Need to Sign Your Code and Haven’t a Clue? Sigstore Can Help
Sigstore, the open source software signing service, is now available to everyone that needs to prove to a customer what’s what in their code. Which, by the way, is pretty much every commercial software developer on the planet.
Some good has come out of the Log4j vulnerability and SolarWinds disaster. No, seriously. It forced us to realize we had to really secure our software source code, supply chain security. Now the Open Source Security Foundation (OpenSSF)‘s Sigstore service is available for every programmer who needs it. That’s all of us.
Government Intervention
You see, the Biden administration has issued an executive order to improve software supply chain security. You can’t ignore building security into your software. Indeed, once the bipartisan Securing Open Source Software Act is passed, it may literally be the law.
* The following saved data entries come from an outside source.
PR #1193, opened 2025-05-17
[Dev] Enable `lint/suspicious/noPrototypeBuiltins` Biome rule

DayKev:
N/A

Enabling recommended rule: https://biomejs.dev/linter/rules/no-prototype-builtins/

`tsconfig.json` updated to add `"ES2022.Object"` to `"lib"`, granting access to [`Object.hasOwn`](https://developer.mozilla.org/en-US/docs/Web/JavaScript/Reference/Global_Objects/Object/hasOwn).

`Object.hasOwn(thing, prop)` should be used instead of `thing.hasOwnProperty(prop)`.

## Checklist

### DIFF
--- a/src/battle-scene.ts
+++ b/src/battle-scene.ts
@@ -2656,7 +2656,7 @@ export default class BattleScene extends SceneBase {
 
   validateAchv(achv: Achievement, ...args: unknown[]): boolean {
     if (
-      (!Object.hasOwn(this.gameData.achvUnlocks.hasOwnProperty, achv.id) || Overrides.ACHIEVEMENTS_REUNLOCK_OVERRIDE)
+      (!Object.hasOwn(this.gameData.achvUnlocks, achv.id) || Overrides.ACHIEVEMENTS_REUNLOCK_OVERRIDE)
       && achv.validate(...args)
     ) {
       this.gameData.achvUnlocks[achv.id] = new Date().getTime();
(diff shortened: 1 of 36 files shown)


Tempo-anon (dismissed):

src/battle-scene.ts
```diff
@@ -2656,12 +2656,12 @@ export default class BattleScene extends SceneBase {
 
   validateAchv(achv: Achievement, ...args: unknown[]): boolean {
     if (
-      (!this.gameData.achvUnlocks.hasOwnProperty(achv.id) || Overrides.ACHIEVEMENTS_REUNLOCK_OVERRIDE)
+      (!Object.hasOwn(this.gameData.achvUnlocks.hasOwnProperty, achv.id) || Overrides.ACHIEVEMENTS_REUNLOCK_OVERRIDE)
```
PigeonBar:
```suggestion
      (!Object.hasOwn(this.gameData.achvUnlocks, achv.id) || Overrides.ACHIEVEMENTS_REUNLOCK_OVERRIDE)
```

PigeonBar (dismissed):

src/battle-scene.ts
DayKev: Wtf, how did that happen... that line doesn't look like something that should have messed with the regex.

So, since many of us don’t have a clue how to go about signing our software artifacts, the public release of Sigstore 1.0 couldn’t have come at a better time.
Sigstore is a free, open source software signing service. It improves software supply chain security by making it easy to cryptographically sign release files, container images, and binaries. Once signed, the signing record is kept in a tamper-proof public log. This gives software artifacts a safer chain of custody that can be secured and traced back to their source.
Key Features
It also has numerous other useful features. These include:
- Sigstore’s keyless signing gives a great developer experience and removes the need for painful key management.
- Sigstore’s public transparency log (Rekor) and APIs mean consumers can easily verify signed artifacts.
- Thanks to Sigstore’s use of standards, such as support for any Open Container Initiative (OCI) artifact (including containers, Helm Charts, configuration files, and policy bundles) and OpenID Connect (OIDC), it can integrate seamlessly with other tools and services.
Available Services
Sigstore has also announced the general availability (GA) for the Rekor transparency log and Fulcio certificate authority public benefit services. According to Priya Wadhwa, a Sigstore Technical Steering Committee member, both the Rekor and Fulcio APIs are stable and will be supported for the long term.
Wadhwa continued, “Sigstore has also set up a status page where users can check on the availability of these services. The community will continue to operate the service with a 99.5% uptime Service Level Objective (SLO) and round-the-clock pager support. This was possible thanks to the dedicated, multivendor Sigstore open source community, who fixed major bugs and added key features in both services over the past few months. A third-party security audit was also conducted to catch any potential vulnerabilities, and all findings have been addressed.
Made for Developers
In an interview at KubeCon North America in Detroit, Chainguard CEO and Sigstore co-creator Dan Lorenc explained that in practice, explained that while “there are rate limits in place, mostly just to prevent denial of service attacks and that kind of thing, they’re pretty generous.” In other words, developers shouldn’t have trouble using Sigstore.
Even in beta, Sigstore has proven its worth. So far, over four million signatures have been logged using Sigstore. Two of the world’s largest open source communities, Kubernetes and Python, have adopted Sigstore’s wax seal of authenticity by signing their production releases with Sigstore. Most recently, npm has been actively working to integrate Sigstore,
Because of Sigstore, Brian Behlendorf, OpenSSF’s General Manager, said,
“Signatures on software components are an essential part of securing the global software supply chain. Before Sigstore, only the last mile to the consumer was well secured. Now we can be assured of the integrity of the upstream components we depend upon with an easy-to-use toolkit and service. Kudos to the Sigstore developers, advocates, and other contributors for getting not just to 1.0 but already to widespread implementation and impact.”
The result? Wadhwa claims, “Sigstore has rapidly become the standard for signing, verifying, and protecting software, so it’s great to announce the general availability to remove one last barrier for more widespread adoption during a time when software supply chain security is more important than ever.”
I agree with her. Sigstore is well on its way to becoming the signing standard. And the fact that it’s open source and available as a service only makes it more compelling. In a world that desperately needs secure software, Sigstrore 1.0 has come at just the right time.